# Wireless Protection



## Backburner (May 16, 2006)

Hi,
I hope someone can help me with this, it is driving me crazy.
We have two iMacs G5 they were using the internet wirelessly via a protected network. I paid a guy a fair amount of money to come and set it up, because we are in an apartment area and it is easy for someone to use our network connection.
Recently we changed ISP and I had to change the router plus reset it. 
Now the network we had has gone, both computers connect to the net via something called wlan-ap. This is not protected, and I can't seem to change it ,I know it is open because a friend brought his laptop around and checked, there are several networks visible, all are protected except the one called wlan-ap and he logged onto the net using it with no problems. 
Is there any way I can set up protection for our network without calling in someone, again?
The router is a billion myGuard 7202G

Any help would be very much appreciated.


----------



## V0lt (Sep 14, 2002)

It's fairly easy to restore the connection you had before.

The easiest way I can think of to do it would be to connect the router to one of the macs via ethernet (category 5 cable), and refer to the instruction manual for the router as to how to configure it through safari or whatever you use to browse the internet- it'll be a number, specifically an IP address, that you'll type into the browser. Once you get in, there should be a section in the configuration page for wireless security. There you can set a new passphrase. I would recommend WPA-SK over WEP, it's much more secure. Afterwards you'll need to reconnect via wireless on the two g5 machines and configure the connection with the passphrase you used on the router.

Oh, and one last thing- if you wanted to change the name that shows up for your router (the one you get when the computer scans for wireless networks), it would be under 'ssid' in the configuration.

Good luck, post back with your progress.


----------



## drunkenmidget (Jul 19, 2006)

And if you're using Macs, you can't beat the ease of use of the Airport Extreme Base Station. I use one to network a 12" PB, 15" MBP, and an HP laptop. You set all of the security options via the built-in Airport Admin utility and create a MAC address access list (one of the best things you can do for security).

Just a thought if you don't mind spending $200...


----------



## V0lt (Sep 14, 2002)

You can make a MAC address filtering list on almost any router. Disabling ssid broadcasting helps too.


----------



## shuuhen (Sep 4, 2004)

The MAC address is actually just a hex number that can be read from transmittion and put in place of one's own MAC address.

Disabling SSID broadcasting doesn't help much either. It only hides one of 4 ways that the SSID is broadcast.
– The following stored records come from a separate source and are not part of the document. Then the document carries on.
PR #555, opened 2018-07-10
8621 add nested divisions to division form

arisah-ijeoma:
this needs to be merged into #554

### DIFF
--- a/config/locales/en/en.yml
+++ b/config/locales/en/en.yml
@@ -165,7 +165,7 @@ en:
         division:
           attributes:
             parent:
-              invalid: 'Parent Division and Name can not have the same value'
+              invalid: 'Division and Parent Division cannot be the same'
         loan:
           attributes:
             primary_agent:
--- a/config/locales/en/en.yml
+++ b/config/locales/en/en.yml
@@ -162,6 +162,10 @@ en:
           attributes:
             primary_agent:
               same_as_secondary: 'The point person for this project cannot be the same as the second point person'
+        division:
+          attributes:
+            parent:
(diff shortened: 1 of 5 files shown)


arisah-ijeoma:
Considering that the nested division is being used on both the public and admin site in a generic manner, having it specially doctored for the new/edit division felt like it would have some sort of code smell

As a solution, I added a validation that would not allow the user save the same division as its parent division. There is also an accompanying test @emitche

emitche:
That works. Thanks.

config/locales/en/en.yml
```diff
@@ -162,6 +162,10 @@ en:
           attributes:
             primary_agent:
               same_as_secondary: 'The point person for this project cannot be the same as the second point person'
+        division:
+          attributes:
+            parent:
+              invalid: 'Parent Division and Name can not have the same value'
```
emitche: Change to "Division and Parent Division cannot be the same".

spec/features/admin/division_flow_spec.rb
```diff
@@ -12,4 +13,12 @@
   include_examples :flow do
     subject { division }
   end
+
+  scenario "division name and parent division can't be the same" do
+    visit admin_division_path(division)
+    find('.edit-action').click
+    select 'Cream', from: 'division_parent_id'
+    click_on 'Update Division'
+    expect(page).to have_content('Parent Division and Name can not have the same value')
```
emitche: Update to "Division and Parent Division cannot be the same" or use the yml content.

PR #1638, opened 2020-08-28
docs: curly quote fix for left nav

janchild:
Adding curly quote to left nav for What’s happening section, for @mjabbink.


mjabbink:
Thank you!

PR #1649, opened 2020-09-01
Tweak to file uploader

chloepoulterdesign:
Closes https://github.ibm.com/CDAI-design/pal/issues/303

We have a CDAI File uploader component which predates the carbon one and is pretty unnecessary now. The only unique guidance it did have was to avoid multiple-file upload in modals in order to avoid scrolling. I'd like to add this to the carbon documentation so that the CDAI component documentation can be deprecated.

On slack agreement from @janchild I've raised this to add that sentence in.

#### Changelog

**New**

- Sentence in the "anatomy" section about modals

**Changed**

- Spotted that the image in "Alignment" said `left align` and the text said `right align` so I've updated it to match the image.


janchild:
@laurenmrice Adding you to this review as you recently updated this documentation. Thanks!

laurenmrice (commented):
As Chloe and I discussed in a call earlier, we will move the sentence about modal guidance into a "When not to use" section.

tw15egan (approved):

chloepoulterdesign:
Thanks @laurenmrice.
I've finally got around to making that change, and it's here:
image

janchild (approved):
🥂  LGTM!!

PR #1660, opened 2020-09-03
Adding dotcom components to index and reordered filters

### LINKED ISSUE #1642: Component Index: Add the "Digital" components to the index
We should make available all the components here - https://www.ibm.com/standards/web/ibm-dotcom-library/components - on the Carbon community component index here - https://www.carbondesignsystem.com/community/component-index.

This should also add "Digital" or "Dotcom" as a maintainer.

shinytoyrobots:
This commit

- Adds "IBM.com" to list of maintainers
- Adds all of the components listed in production at https://www.ibm.com/standards/web/ibm-dotcom-library/ to the community index (_NB: Currently using only default thumbnail - they will need imagery_)
- Reorders the community index filter so that "Maintainer" is the first filter choice

_Note: ComponentIndexPage/index.js fails linting, though not for any of the lines of code I edited, so I commited with --no-very.

Will close #1642


joshblack (approved):

mjabbink:
@jeanservaas @wonilsuhibm We need to get the thumbnails sorted at one point. I think we can publish as is and follow up with those images later. What do you both think?

mjabbink:
@shinytoyrobots The Dotcom components do not show up when checking the box.

Also the AI Applications site we aim to from resource card is this link: https://pages.github.ibm.com/ai-applications/design/ which is different then the site link from the index which is this https://pages.github.ibm.com/Watson-IoT/IoT-Design-Site/

I think the new AI Apps site is meant to replace the Watson IoT site but not sure what is going on with the two sites?

shinytoyrobots:
@andreancardona - Can you check with Craig Moser on the correct "AI Applications" site, looks like they didn't only change their name but also changed their primary url?

PR #1666, opened 2020-09-04
Update insiders meeting description

joshblack:
Update insiders description in the events page. This event is currently tied to PALs and framework teams and isn't meant for a general audience.

#### Changelog

**New**

**Changed**

- Update meetups page

**Removed**


shinytoyrobots:
I think the correct resolution here is to write a much clearer description, rather than remove the section entirely.

Similar problem for the Design pin ups (specifically aimed at product teams within IBM, not "anyone who wants some time with the Carbon design team").

So we can be open about the fact that there is an insiders group, and also very specific that it is for stakeholders who are heavy Carbon users to the extent of extending and modifying Carbon specific to their business unit/product space implementation.

emyarod (approved):

joshblack:
@shinytoyrobots no sweat, just updated

janchild (approved):
Looks great, @joshblack!

tw15egan (approved):

PR #1732, opened 2020-09-14
Docs: design tutorials page

jillianhowarth:
Closes #1561 

New page in the Designing section for our Patterns presentation content.

PR #1736, opened 2020-09-15
Docs: 1px grid update

jillianhowarth:
Updating the condensed grid guidance to be 1px to match what's on the new design tutorials page (#1732).

### DIFF
--- a/src/pages/guidelines/2x-grid/implementation.mdx
+++ b/src/pages/guidelines/2x-grid/implementation.mdx
@@ -554,7 +554,7 @@ containers and certain components to “hang” into the gutter.
 <Row>
 <Column colLg={2} colMd={2}>
 
-**Condensed**<br/> 2px gutter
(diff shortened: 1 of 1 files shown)


jeanservaas (commented):
@jillianhowarth looks great! Right after this paragraph under condensed grid section, could you add this paragraph?

The Condensed grid collapses the gutter to 1px. To achieve this, containers and components bleed 16px into the gutter on either side of the column. This grid mode is most often used in conjunction with another grid mode and arguably requires the most design skill to incorporate into layouts.

> In order to emphasize the gutters, 1px borders that are darker than the background color (in both light and dark themes), must be added to any tiles or cards. The borders add just enough clarity to the gutters to stand out, while still registering to the userr as the background color. The token for these borders is $ui-03.

jeanservaas (approved):

tw15egan (approved):

aledavila (approved):

Issue #1744, opened 2020-09-15
For screen reader users component index item tags are buttons with no functionality with additional usability concerns


dakahn:
The component index item tags denoting framework type, design asset type, and maintainer are using the TooltipIcon component which is a `<div role="button">`. This is problematic for both mouse and screen reader users. 

![image](https://user-images.githubusercontent.com/40970507/93274347-c66a8b80-f77f-11ea-8ec3-d3634d03f0a0.png)
Mouse users see a pointer cursor prompting them to interact with the element, but it does nothing since the information is revealed on hover and there is no other functionality. More generally, it seems strange to hide this information in a tooltip -- since the framework type and asset type isn't additive information, but is instead potentially crucial to selection. 

In my screen reader testing with NVDA on Windows 10 the three tags are described to the user as "buttons", 
> list  with 3 items  Vanilla  Vanilla  button    Vanilla
Sketch  Sketch  button    Sketch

You still have probe requests, probe responses, association requests and re-association requests.

Just make sure you're using good encryption. If you can, go with WPA. WEP is ok, but only if you can't go with WPA.


----------



## V0lt (Sep 14, 2002)

Of course, the MAC can be spoofed rather easily, but honestly I don't think it much matters. It'll be the first line of defense against people stealing your broadband, and it'll keep a lot of people away from the start. 

Best configuration is ssid hide, mac filtering combined with WPA-SK and configuration via wireless disabled.


----------



## shuuhen (Sep 4, 2004)

I used to have a similar configuration, but MAC address filtering doesn't give you any return for the extra administration involved. If someone has the ability to crack WEP or WPA encryption, they shouldn't have any trouble with MAC address filtering or finding the SSID. Also, if someone can't get around MAC address filtering or finding the SSID with broadcast disabled, I doubt they can get past WEP or WPA.

I think our networking guru has a link to an article somewhere...


----------



## V0lt (Sep 14, 2002)

Oh well, in my opinion I'd rather be invisible to the unelite. Maybe administration for you is more involved, but all that it takes for me is to type in the id in my client machines.


----------



## Backburner (May 16, 2006)

Thanks everyone for the input. It took me a fair while but I finaly sorted it out, and learned a lot at the same time.
I connected to the router with ethernet cable and, downloaded the pdf manual for the router and also the firmware (not sure if I needed to ). Once I knew that I could always get into the router with the cable I had a lot more confidence to go ahead and try different stuff.
I think what I have set up now is as good as I can do for a home network. I have MAC filtering on with the default setting on wireless to drop anything trying to get on that isn't in my list. I also have WPA set up with a strong password. It seems to work OK, if I remove a MAC address from the list, that computer cannot get into the network even though it has the password, and the other way around, if I try to get into the network with the wrong password I can't, even though the MAC address is in the router. 
One other thing I would like to do is to hide the actual network, can anyone give me a clue on this?
Thanks again for the input.


----------



## V0lt (Sep 14, 2002)

The ssid? Disabling ssid will make your network invisible to most, but not all. Look for a setting in the router that says something like "disable ssid broadcasting", and enable that option. You'll need to put the ssid into your client machines manually in order for them to be able to connect to the access point.


----------



## shuuhen (Sep 4, 2004)

On my router, I go to 'Channel and SSID' under the Wireless section on the menu. Then I just uncheck a box for 'Broadcast SSID'.


Fox, with my setup I just have to tell the computer the details of the encryption. If I turned off SSID broadcasting, enabled MAC address filtering, disabled DHCP, I would have a lot of settings to deal with. With a minimum of two operating systems per computer and having guest occasionally, I would have to add each computer to the MAC address list, look at what IP adresses are free and give a free one two each computer, enable encryption on each computer and tell them what the SSID is.

As far as the 'unelite', I don't really care if they can see me, since one who is not elite can't do anything to my network.


----------